Searching in General Metric Spaces

Abstract

This paper begins with an overview of the classical problem of Nearest Neighbor Searching (NNS) in normed vector spaces. As we progress through the literature on the subject, we simultaneously increase the generality of the setting until we reach the case of searching in general metric spaces. At that point, the characteristic that controls the hardness of nearest-neighbor searching becomes elusive. Nevertheless, we argue with concrete examples that at least in the high-precision regime, the complexity of the Approximate Nearest Neighbor (ANN) problem critically depends on the doubling dimension of a metric space. After briefly demonstrating the weakness of the KR-dimension as a definition of metric dimension, we begin a systematic review of searching with hierarchical nets and prove a new upper bound on the complexity of range queries in the Cover Tree model.

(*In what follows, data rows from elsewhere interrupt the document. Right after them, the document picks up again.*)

PR #205, opened 2022-06-16
feat(article): add article page

GemN:
require merge #204 
fixes #192

PR #206, opened 2022-06-16
feat(article): add related article design

GemN:
ongoing #193

require #205 

_(I'll copy what I put on discord to keep it within the scope)_ 

for #193 to query related articles, that would be the best to have 
```graphql
query {
  article(id) {
    ...
    relatedArticles(limit: 4) {
      ...
    }
  }
}
```
And on the back-end to query similar articles by tags:
get all articles order by
- articles that match mosts of the tags (and at least one)
- created at (or closest to current article date if you want to avoid repetition for articles sharing the same tags => most recent will be "advantaged")

At the moment, that require to first fetch the article tags THEN make a second query for the related


src/containers/Article/ArticleInfos.module.scss
```diff
@@ -0,0 +1,73 @@
...
+  margin-top: $spacing;
+  display: grid;
+  grid-template-columns: max-content 1fr;
+  align-items: baseline;
+  gap: 12px 5px;
+  /* prevents children elements from streching */
+  justify-items: start;
+  // & > *:nth-child(2n):not(a) {
+  //   opacity: 0.6;
+  // }
```
bikkimahato, line 63: Commented code should not be pushed to GitHub.

GemN:
fixes #193

Issue #55, opened 2017-01-26
WFC3 CTE - incomplete conditional for subarrays in 2nd bias subtraction code


jamienoss:
[This](https://github.com/spacetelescope/hstcal/blob/master/pkg/wfc3/calwf3/wf3cte/wf3cte.c#L630-L632) ``if`` hasn't realized that it's C and not python.

```
if(Pix(raz->dq.data,i+k*subcol,j))
     Pix(raz->sci.data,i+k*subcol,j) -= bias_pre[k];
     Pix(raz->sci.data,i+k*subcol,j) *= gain;
```

Missing braces.

I have not yet looked to see how this affects anything. This is only an issue for subarrays.

PR #69, opened 2017-04-02
wfc3 cte specific logic update for issue #55

sosey:
This updates the logic to be specific to the if loop it's contained in. The fix results in no data changes because the previous logic applied the gain correction to all pixels per the outside for loop.


jamienoss:
Fixes #55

The paper culminates in the presentation of our own dynamic ANN data structure, which answers $(1+\eps)-$ANN queries in $2^{O(\dim(S))} \min \{\log \D, \log d(q, \net_s)\} + O(|\net_s|) + O(\log n) + (1/\eps)^{O(\dim(S))}$ time, consumes $O(n^2)$ space, answers $R-$Range queries in $2^{O(\dim(S))} \log \D + \log (R/\dm) |B(q, O(R))|$ time and supports efficient insertions and deletions of points.